The Classics and the Culture War: A Response to Sean Gabb
I usually read your emailed newsletters because, for the most part, I find your observations thought-provoking.
I’m writing to tell you that you continue to fail to convince me of the benefits of studying classics, particularly the learning of Latin – my own experience of which (I concede) is entirely vicarious. Both my two sons were fortunate in winning music scholarships to Eton College, where Latin still looms large on the timetable. Both sons dropped the subject at the earliest opportunity, which they considered nowhere near early enough. Similarly, time spent enduring Latin lessons as choristers at St Paul’s Cathedral was time ill-used – the boys were hard-pressed enough as it was, what with singing in the cathedral for three hours a day, six days a week – and with three instrumental skills to practise. Now in their mid-twenties, neither of them know any more Latin than I do (i.e. semper fidelis, per adua per astra, quid pro quo, illegitimi non carborundum, i.e., e.g. and etcetera).
In the late 1960s I was condemned to squander my teen years at what is now known as a bog-standard comprehensive, one of the first in the country. I recall in 1967 (at a prospective parents’ and pupils meeting) a heated exchange between an irate ex-merchant marine parent and the headmaster of the Brave New School on the value of a grounding and/or GCE qualification in Latin. Granted, the headmaster was a self-approbating creep, but I’m grateful that he took the decision to exclude Latin from our curriculum. I’m confident that my teenage self would have been even less motivated to learn Latin than I was to learn French, chemistry and cricket (unless, of course, the teachers of said subjects had been particularly inspiring – which they weren’t, because inevitably, most school teachers are not).
Naturally, most pupils enjoy some subjects but not others; for myself, I liked technical drawing. I was very good at technical drawing and could see a point in me learning it. (I was second-best in a school of 1,200 pupils.) However, I wouldn’t have wished two hours a week of technical drawing on anyone that didn’t find it stimulating or relevant to their personal skill set, range of interests or ambition – or for whom drawing a straight line with a sharp pencil induced mental and physical torment or stupifying boredom. Similarly, I can’t see any justification for sticking Latin on people who neither enjoy it nor show aptitude for it. In fairness, I would happily say the same about any subject one might care to name (particularly if one cared to name mathematics) and even my own specialism, classical music. In fact, I long ago came to the conclusion that for many children school is a form of imprisonment and we’d all be no worse off if the system (at least, in its present and antiquated form) was scrapped.
You say in your newsletter of February 22nd that the British ruling class were taught classics to almost the exclusion of all else, but you don’t provide any supporting evidence.
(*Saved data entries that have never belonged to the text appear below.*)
Issue #1307, opened 2016-08-29
Convert to React views & Redux state management from Ampersand views & models


lmorchard:
This work in progress has been merged into the [development-static](https://github.com/mozilla/testpilot/tree/development-static) branch and [is auto-deploying](https://circleci.com/gh/mozilla/testpilot/tree/development-static) to https://testpilot-static.dev.mozaws.net

if you set `testpilot.env` to `static-dev` in about:config, [this environment](https://testpilot-static.dev.mozaws.net) should fully work. Anything not listed as a known issue in the TODOs below is something new and needs to be fixed - so feel free to edit this & add to the list!

To run the [development-static](https://github.com/mozilla/testpilot/tree/development-static) branch locally, just check it out and then run this:

```
cd addon
npm install && npm run package
cd ..
npm install
while [ 1 ]; do NODE_ENV=development gulp; sleep 1; done
```

Docker is no longer needed. Just build the add-on and start up gulp. The while loop is to re-start gulp when it exits, which it will do if it sees edits to gulpfile.js or build tasks.

**Note**: If you get an ["Unexpected token" error](https://pastebin.mozilla.org/8909837) when trying to run gulp, make sure you're running at least Node v6.2.0.

Remaining TODOs:
- [x] Auto-deployment does not invalidate CloudFront distribution, so things stay stale after deployment
- [x] Links in Settings menu do the wrong things, retire flow is broken.
- [x] Port over [the new mozAddonManager code](https://github.com/mozilla/testpilot/commit/2c570b23840c1afbf06a298c39f3cdd8375c99f6) for add-on installation
- #1349 <strike>[ ] Try building with React in production mode, to be sure everything still works</strike>
- #1350 <strike>[ ] Update docs to describe new static generation & React architecture. No more Docker.</strike>
- #1351 <strike>[ ] Frontend tests - port over existing? start fresh with [Mocha](https://mochajs.org/) + [Enzyme](http://airbnb.io/enzyme/)?</strike>

johngruen:
@lmorchard: settings menu should only appear if the user has the add-on installed

lmorchard:
> settings menu should only appear if the user has the add-on installed

That's what I'm seeing... are you seeing something different?

dannycoates:
I also see settings without the addon

ckprice:
Can't see a couple GA events/pageviews firing
[...]

Issue #1306, opened 2016-08-29
Implement static page rendering with progressive enhancement


lmorchard:
Probably way too big an issue to file as such, but here goes:

We should build a static HTML rendering of all pages - experiment pages, legal pages, everything - in a way that works for most browsers.

Then, when the JS kicks in and we detect Firefox, we can flip on/off relevant bits. Same goes for whether we do or don't detect the Test Pilot add-on as installed.

Ideally, it would be great if we could statically render React templates and dynamically render the JS-dependent bits also within React. Not-as-ideally, we could render the base cases with something like Jekyll and then sprinkle in React magic after load.

lmorchard:
Also, possibly blocked by #1307 (React conversion) unless we want to jump straight at Jekyll / Liquid Template rendering.

Prior art: https://github.com/chuckharmston/testpilot-flatfiles

fzzzy:
I'm actually most of the way done with this at https://github.com/fzzzy/testpilot/tree/remove-react-router , so I'll close this as a dup of https://github.com/mozilla/testpilot/issues/2260

PR #1321, opened 2016-09-03
Changes for static build & deployment

lmorchard:
Okay, this one is pretty big, because I'm rolling up my PRs so far this week and then some. Main highlights:
- Split usage counts out of main /api/experiments.json so we can switch URLs to [the Telemetry-based JSON](https://analysis-output.telemetry.mozilla.org/testpilot/data/installation-counts/latest.json) and solve #1312 
- Reorganizing gulpfile.js in advance of replacing the frontend with React for #1307
- Moved all the frontend source files out of the server app, anticipating getting get rid of Django
- Static generation of landing pages with social sharing metadata, not quite solving #1306 but also not regressing from the current site
- Dual-purpose Circle CI build - we can specify branches for static-only build / test / deploy without Docker server build / test / deploy

Just to make sure this stuff is working in CircleCI, this branch is publishing here:
- http://testpilot-static.lorchard.mozaws.net.s3-website-us-east-1.amazonaws.com/

Can't do a full installation because there is no `testpilot.env` corresponding to that host in the add-on, but you can at least see the experiment detail pages.


dannycoates:
This looks really nice @lmorchard. Breaking up the gulp file makes each task very clear.

johngruen:
Maybe gulp-king @pdehaan could give this a glance?

circle.yml
```diff
@@ -12,9 +12,10 @@ machine:
     testpilot.dev: 127.0.0.1
   services:
     - docker
-
   node:
     version: 6.2.0
+  environment:
+    TESTPILOT_STATIC_BRANCHES: development-static 1305-revamped-static
```
pdehaan: what is "1305-revamped-static"? seems oddly specific.

frontend/config.js
```diff
@@ -0,0 +1,24 @@
...
+  PRODUCTION_EXPERIMENTS_URL: 'https://testpilot.firefox.com/api/experiments',
+  IMAGE_NEW_BASE_PATH: 'images/experiments/',
+  IMAGE_NEW_BASE_URL: '/static/images/experiments/',
+
+  'sass-lint': true,
+  'js-lint': true
+};
+
+// Pull in local debug-config.json overrides
+const tryRequire = require('try-require');
```
pdehaan: this looks... malformed.

circle.yml
lmorchard: It's the specific branch that this PR is on in my repo, deploying to my throwaway S3 bucket for a demo of this PR:

http://testpilot-static.lorchard.mozaws.net.s3-website-us-east-1.amazonaws.com/

frontend/config.js
lmorchard: I don't know what that means

frontend/src/vendor/babel-polyfill.js
```diff
@@ -0,0 +1,4 @@
...
...n i(t),o?o(t):!0}})},{32:32,7:7}],210:[function(t,n,r){var e=t(32);e(e.S,"Reflect",{ownKeys:t(80)})},{32:32,80:80}],211:[function(t,n,r){var e=t(32),i=t(7),o=Object.preventExtensions;e(e.S,"Reflect",{preventExtensions:function preventExtensions(t){i(t);try{return o&&o(t),!0}catch(n){return!1}}})},{32:32,7:7}],212:[function(t,n,r){var e=t(32),i=t(90);i&&e(e.S,"Reflect",{setPrototypeOf:function setPrototypeOf(t,n){i.check(t,n);try{return i.set(t,n),!0}catch(r){return!1}}})},{32:32,90:90}],213:[function(t,n,r){function set(t,n,r){var c,l,h=arguments.length<4?t:arguments[3],v=i.f(a(t),n);if(!v){if(s(l=o(t)))return set(l,n,r,h);v=f(0)}return u(v,"value")?v.writable!==!1&&s(h)?(c=i.f(h,n)||f(0),c.value=r,e.f(h,n,c),!0):!1:void 0===v.set?!1:(v.set.call(h,r),!0)}var e=t(67),i=t(70),o=t(74),u=t(39),c=t(32),f=t(85),a=t(7),s=t(49);c(c.S,"Reflect",{set:set})},{32:32,39:39,49:49,67:67,7:7,70:70,74:74,85:85}],214:[function(t,n,r){var e=t(38),i=t(43),o=t(67).f,u=t(72).f,c=t(50),f=t(36),a=e.RegExp,s=a,l=a.prototype,h=/a/g,v=/a/g,p=new a(h)!==h;if(t(28)&&(!p||t(34)(function(){return v[t(117)("match")]=!1,a(h)!=h||a(v)==v||"/a/i"!=a(h,"i")}))){a=function RegExp(t,n){var r=this instanceof a,e=c(t),o=
```
pdehaan: Where is this file from? Is this something we can install via npm and copy over at build time instead of including in source control?

frontend/tasks/content.js
```diff
@@ -0,0 +1,150 @@
...
+  Object.keys(imageFields).forEach(key => {
+    const items = (key === '') ? [experiment] : experiment[key];
+    const fields = imageFields[key];
+    items.forEach(item => fields.forEach(field => {
+      // Grab the original image URL, bail if it's not available
+      const origURL = item[field];
+      if (!origURL) { return; }
+
+      // Chop off the protocol & domain, convert gravatar param to .jpg
+      const path = origURL.split('/').slice(3).join('/').replace('?s=64', '.jpg');
```
pdehaan, line 105: Probably well out of scope of this PR, but I had to read that `.split().slice(3).join()` a couple times to figure it out. Not sure if it's easier to use `url.parse().path` instead (only difference seems to be the leading "/"):

``` js
const url = require('url');

const origURL = "https://msn.com/foo/bar/baz/image?s=64";

const path = origURL.split('/').slice(3).join('/').replace('?s=64', '.jpg');
const path2 = url.parse(origURL).path.replace('?s=64', '.jpg');

console.log(path);  // "foo/bar/baz/image.jpg"
console.log(path2); // "/foo/bar/baz/image.jpg"
```

gulpfile.js
```diff
@@ -1,455 +1,63 @@
...
 
-gulp.task('default', ['build', 'watch']);
+require('./frontend/tasks/content');
+require('./frontend/tasks/scripts');
+require('./frontend/tasks/styles');
+require('./frontend/tasks/images');
+require('./frontend/tasks/assets');
+require('./frontend/tasks/pages');
+require('./frontend/tasks/server');
+require('./frontend/tasks/dist');
```
pdehaan, line 19: :clap: Much cleaner!

frontend/src/vendor/babel-polyfill.js
pdehaan: Ah, I think this may be _./node_modules/babel-polyfill/dist/polyfill.min.js_.

Not sure if it's worth using some Gulp task or npm `postinstall` hook, to copy the file from _./node_modules/_ into _./frontend/src/vendor/*_ and then maybe we .gitignore that directory.

frontend/config.js
pdehaan: Sorry, for some reason my computer was missing the closing `)`, or else my eyes are starting to go. But it looks fine now, so I'll delete these useless and now confusing comments.

frontend/src/vendor/babel-polyfill.js
lmorchard: Hmm, actually, we might not need this at all because [we import `babel-polyfill/browser` in `main.js`](https://github.com/lmorchard/testpilot/blob/6c81c08e63117f3e27500275ef548ab2f54480a4/frontend/src/app/main.js#L1). This might be an old artifact from when I was wrestling with getting l20n to work.

Updated commit to delete this!

frontend/tasks/content.js
lmorchard: Will probably leave that alone... It's a dirty dirty hack from a few PRs ago, but will go away once we do the last import from the Django-based site.

circle.yml
lmorchard: And just updated the commit to remove this, since I want to merge soon and this doesn't belong in the actual project

lmorchard:
Alright, let's merge this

Moreover, the fact of the ruling class attending hundreds of hours of lessons doesn’t prove that they learned anything – or, more pertinently, that they learned anything useful. Nor do you provide evidence to support the notion that the British ruling class comprised people on whom we should now reflect with admiration and gratitude. Perhaps, one might argue, the British ruling class was (and still is) just a bunch of over-privileged inbred male chauvinist pigs who were educated at expensive private schools, the management of which lacked (and still lacks) imagination and a capacity for original thought. You also provide no evidence whatsoever that the British ruling class were/are particularly good at being rulers. Some might argue that most of them were/are at best unlikeable – and at worst, arrogant, greedy, bungling misanthropic sadists.
As for our nation’s many outstanding engineers and scientists, it may be true that Isambard Kingdom Brunel attended a school at which classics was taught, but I imagine that it was his studies of engineering that enabled him to oversee the building of the first tunnel under the Thames. Did Joseph Bazalgette somehow intuit a design for London’s sewage system by studying ancient languages? The astonishing achievements of the lighthouse Stevensons could hardly have been improved by an in-depth knowledge of Latin and Greek literature. The stonemason-made-good,Thomas Telford (or The Colossus of Roads, as classicists might prefer to remember him) was hardly a scholar. In my own field I’ve never heard it suggested that the world would now be a better place if Mozart, Bach and Beethoven had spent less time pursuing their passions and more time deciphering very old manuscripts written in obsolete languages.
Your argument in support of the teaching of classics fails to convince me, but that may be because I still haven’t worked out what your argument actually is. Perhaps I’ve missed something – or maybe I’m just a bit thick, but it seems to me that all you’re saying is that classics is a jolly good thing, because it is. On the other hand, perhaps if I’d studied classics I’d now be clever enough to figure out what it is you’re trying to tell me. Equally, it could be argued that if studying classics had done you as much good as you seem to imply, you’d be making a more persuasive case for it.
I willingly concede that if some individuals enjoy studying classics (and there’s nowt as queer as folk) there’s no particular reason why this peculiar pleasure should be taken away from them, but I don’t see what the big deal is.